-- Data for this task follows --
PR #8291, opened 2023-09-07
Revert "Leather satchels are stylish"

pexel5:
## About The Pull Request

Revert of "Leather satchels are stylish" PR.

## Why It's Good For The Game

Since style no longer affects combat, it became much less valuable and I think no longer warrants reduction of leather satchel's storage capacity.
+1 style is hardly beneficial now, but reduced capacity on already small storage is a big deal.
I (as well as some other players) prefer this satchel for it's appearance, but by choosing it we're put at a disadvantage for effectively no gain. Probably shouldn't be that way.

## Testing
Tested. This fine.
image
image
image
## Changelog
🆑 
balance: Returned storage capacity to leather satchel
/🆑

### DIFF
--- a/code/game/objects/items/weapons/storage/backpack.dm
+++ b/code/game/objects/items/weapons/storage/backpack.dm
@@ -324,10 +324,8 @@
 
 /obj/item/storage/backpack/satchel/leather
 	name = "leather satchel"
-	desc = "A fancy satchel made with fine leather. While fancy, it has less storage space than most other satchels."
+	desc = "A fancy satchel made with fine leather."
 	icon_state = "satchel_leather"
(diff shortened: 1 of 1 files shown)


Firefox13:
> Changes too small to warrant testing, this code worked perfectly fine before

Yeah, no. Test it.

thevandie:
I don't like Firefox, however
Load it up and make sure the game doesn't crash
I've fucked up spelling on things more times than I can count, causing errors, which stops the game from working

Mycah142:
I once made a PR to change the offer values through the guild offer system and managed to delete a floor tile straight into space.

No PR is too small.

PR #8298, opened 2023-09-11
Randomize mid-round role appearance

null-Aurelian:
## About The Pull Request

This pull request randomizes human bodies spawned for Excelsior conscripts, Last Shelter disciples and Carrion body generation. Values are bounded to fairly narrow values to avoid creating overly eye-catching bodies (ie no neon hair). This also adds a function to humans to randomize appearances and TTS seed usage within the limits of the human's gender.

## Why It's Good For The Game

Adds variety to the mid-round device-based spawns so they aren't all mooks (white, bald, male) in appearance, unlikely as it is that anyone will see them spawned.

## Testing

Tested to ensure that appearances were agnostic of previous spawns by repeatedly teleporting out and spawning Excelsior conscripts. Got about a 60/40 split on conscript genders over 10ish spawns.
Verified that genders properly changed certain attributes (female first names, option for males to have facial hair).
**Additional testing**: Tested by running generate_body procs on carrion cores.
**Additional testing**: Tested by using last shelter cruciforms in cloner.
**Additional testing**: Verified that appearance is set once and that repeated use of the last shelter cruciform does not generate a new appearance.

## Changelog
:cl:
tweak: randomizes body creation for various spawns
code: adds the randomize_appearance() proc in appearances.dm for humans
/:cl:


SirRichardFrancis (commented):
Did TTS part work as well? I see no mention of that in testing section.
Also need screenshots of resulting conscripts. I suspect they may have a severe case of anime hair, need to verify.

null-Aurelian:
The TTS testing didn't seem to trigger unfortunately, so I made sure that the list of voices will include the default voices for the gender as a failsafe. If it does work, all it means is that the default voices have a slightly higher weight for picking which we can live with I think. Also linking a clip of the testing, ran into a couple of warnings where the body gets qdel'd as part of the teleport and when adding a new character to an extinct faction.
[https://streamable.com/qnlh7m](url)

SirRichardFrancis:
Frankly, haircuts look pretty much the way I was afraid they would.
image image
Consider making several color presets, instead of picking a completely random color.

Also what was a runtime error there? What code does it point at?

null-Aurelian:
alright, I'll curate the lists then. The runtime errors were for calling destroy proc multiple times when teleporting a person out and when adding a member of excelsior to a null faction reference.
`Debug Server: "Pausing execution (reason: Runtime(\"/obj/item/organ/external/head destroy proc was called multiple times, likely due to a qdel loop in the Destroy logic\"))"
`
`Debug Server: "Pausing execution (reason: Runtime(\"Cannot execute null.add member().\"))"
`

null-Aurelian:
hair color should be more limited now. If the conscript wants to set their hair they can very well use a mirror or the revs can have a hand mirror available for touching up.

Mycah142:
Carrion regenerate new body?

null-Aurelian:
> 
can you explain? Does the carrion regeneration use the default body?

radarseas:
> > 
> 
> can you explain? Does the carrion regeneration use the default body?

yeah it also does default everything just like _shelter/conscripts_

Firefox13 (commented):
Honestly we just need an appearance randomizer and use it everywhere it is... "used"

null-Aurelian:
Well I guess I can try to figure out where to put this so it is accessible by all those classes as a function. Maybe in the human.dm file?

null-Aurelian:
Additional testing: Tested by running generate_body procs on carrion cores.
Additional testing: Tested by using last shelter cruciforms in cloner. 
Additional testing: Verified that appearance is set once and that repeated use of the last shelter cruciform does not generate a new appearance.

Firefox13 (approved):

code/modules/mob/living/carbon/human/appearance.dm
```diff
@@ -173,3 +173,27 @@
...
+	else
+		change_facial_hair(pick(GLOB.facial_hair_styles_list)) //pick a random facial hair
+		tts_voices += TTS_SEED_DEFAULT_MALE //Failsafe voice
+	real_name = species.get_random_name(gender) //set name according to gender
+	//Set voice based on gender
+	for(var/i in tts_seeds) //from tts_seeds, add voices that match gender tag to list tts_voices
+		var/list/V = tts_seeds[i]
+		if((V["gender"] == gender || V["category"] == "any") && (V["category"] == "human" || V["gender"] == "any")) //cribbed from /code/modules/client/preference_setup/general/01_basic.dm
+			tts_voices += i
+	tts_seed = pick(tts_voices) //pick a random voice from list tts_voices
```
hyperioo, line 199:
```suggestion
	tts_seed = pick(tts_voices) //pick a random voice from list tts_voices

```
Newline

null-Aurelian: fixed

Issue #7994, opened 2023-01-28
Supermatter shards don't arrive with a crate


radarseas:
so as it currently stands, ordering an SM shard from guild, for 12000 **sends an entire shard**, without a crate.

if someone doesn't know how an SM works by activation from a single dusting, _this can slightly derail or end an entire round_ also its nearly impossible to move out of the guild, due to this.

there isn't any warning on the order menu for this, so I'm presuming its unintentional.

radarseas:
also if it helps for issue reproduction, this was off of the guild departmental account.

CocaColaTastesGood:
Adding a warning for carts with high risk items would probably help.

Mycah142:
> Maybe we should change the SM to not dust people, just burn + irradiate them. SM dusting almost isn't ever a fun mechanic even for traitors, getting round removed because you misclicked or lagged isn't ever fun.

This is a terrible idea. SM dusting is the best shit ever and I want my SM disposal chute I build round start to enable me to make a vagabond powered ship until I reroute all trash bins to point at the SM.

Trash ship is a good ship.

assortedbeads:
> Maybe we should change the SM to not dust people, just burn + irradiate them. SM dusting almost isn't ever a fun mechanic even for traitors, getting round removed because you misclicked or lagged isn't ever fun.

We should make the SM dust not only on contact but if you are thrown into it as well (iirc it doesnt rn)

null-Aurelian:
> > Maybe we should change the SM to not dust people, just burn + irradiate them. SM dusting almost isn't ever a fun mechanic even for traitors, getting round removed because you misclicked or lagged isn't ever fun.
> 
> We should make the SM dust not only on contact but if you are thrown into it as well (iirc it doesnt rn)

Tested manually throwing a person into the SM, dusting works in that case. Might be a issue when thrown by a device ie disposals

PR #8306, opened 2023-09-14
SM now comes in crates

null-Aurelian:
Per issue #7994, quick check for SM shard and crates the order if SM is present in order

## About The Pull Request

Per issue #7994, QoL change to put the SM from the Zayra in a crate. We do want guild techs, even if it is funny when they run into the SM they ordered.

## Why It's Good For The Game

Minor QoL fix so people aren't upset about dusting themselves by accident.

## Testing

Tested by ordering a single SM from Zayra
Tested by ordering an SM with other items from Zayra

## Changelog
:cl:
tweak: added a check to creating an order from the trade beacon so that orders containing an SM shard are crated on spawn.
/:cl:

### DIFF
--- a/code/controllers/subsystems/trade.dm
+++ b/code/controllers/subsystems/trade.dm
@@ -446,7 +446,7 @@ SUBSYSTEM_DEF(trade)
 	var/obj/structure/closet/secure_closet/personal/trade/C
 	var/count_of_all = collect_counts_from(shopList)
 	var/price_for_all = collect_price_for_list(shopList)
-	if((isnum(count_of_all) && count_of_all > 1) || shopList.Find("/obj/machinery/power/supermatter") > -1)
+	if((isnum(count_of_all) && count_of_all > 1) || shopList.Find("/obj/machinery/power/supermatter") > 0)
 		C = senderBeacon.drop(/obj/structure/closet/secure_closet/personal/trade)
 		if(is_order)
 			C.locked = TRUE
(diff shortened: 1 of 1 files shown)


Mycah142:
Guild is now literally unplayable.

null-Aurelian:
Just have the maintainers close the PR.
Skill issue

Humonitarian:
It's over. The guild has fallen. Millions must dust.

Mycah142:
It's gover.

null-Aurelian:
"Guild to Desk!!!1!" x30
meanwhile: Guild tech, dusted

TheShown911 (approved):
Literally 0 soul, next thing they are gonna do is forbid people from spawning without a brain.

code/controllers/subsystems/trade.dm
```diff
@@ -446,7 +446,7 @@ SUBSYSTEM_DEF(trade)
 	var/obj/structure/closet/secure_closet/personal/trade/C
 	var/count_of_all = collect_counts_from(shopList)
 	var/price_for_all = collect_price_for_list(shopList)
-	if(isnum(count_of_all) && count_of_all > 1)
+	if((isnum(count_of_all) && count_of_all > 1) || shopList.Find("/obj/machinery/power/supermatter") > -1)
```
hyperioo, line 449: From byond manual

> The Find proc could be used for that purpose, but if you don't care about the position of the item in the list, in is more convenient and efficient. The expression is 1 if the item exists in the list and 0 if not. 

Your `> -1` will always be true ?

null-Aurelian: I didn't realize, I just thought it would return the position and -1 if it doesn't exist like a normal language. I'll fix this

null-Aurelian: change has been applied, searches for >0 rather than >-1

hyperioo: > like a normal language

This is BYOND we're dealing with my good sir!

PR #8310, opened 2023-09-16
fix pacman nukes

Firefox13:
## About The Pull Request
Adds hard caps on pacman explosions by adding `min(`.

## Why It's Good For The Game
They can explode the entire Eris. I'm not sure if parent explode act numbers are good (they're only used by excel diesel generator, which isn't very explosive), shouldn't be *too* bad*

## Testing
изображение
изображение
изображение
изображение

## Changelog
:cl:
balance: added caps to pacmans explosion power
/:cl:

### DIFF
--- a/code/modules/power/port_gen.dm
+++ b/code/modules/power/port_gen.dm
@@ -80,7 +80,7 @@
 			stat &= ~EMPED
 
 /obj/machinery/power/port_gen/proc/explode()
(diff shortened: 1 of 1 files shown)


garrulousTeamotei:
Soul of Eris is being ripped to shreds. Piece by Piece.

PR #8315, opened 2023-09-18
Multistructure power requirement change

Humonitarian:
## About The Pull Request

The bioreactor and biogenerator no longer require power to work, putting them inline with all other NeoTheology technology. (The biogenerator *produces* power, why did it need it to work?)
-- Data for this task concluded --
Task goal
Wherever a line in the listing contains the word "teleporting", copy that line out.

Completed exercise
Tested to ensure that appearances were agnostic of previous spawns by repeatedly teleporting out and spawning Excelsior conscripts. Got about a 60/40 split on conscript genders over 10ish spawns.
alright, I'll curate the lists then. The runtime errors were for calling destroy proc multiple times when teleporting a person out and when adding a member of excelsior to a null faction reference.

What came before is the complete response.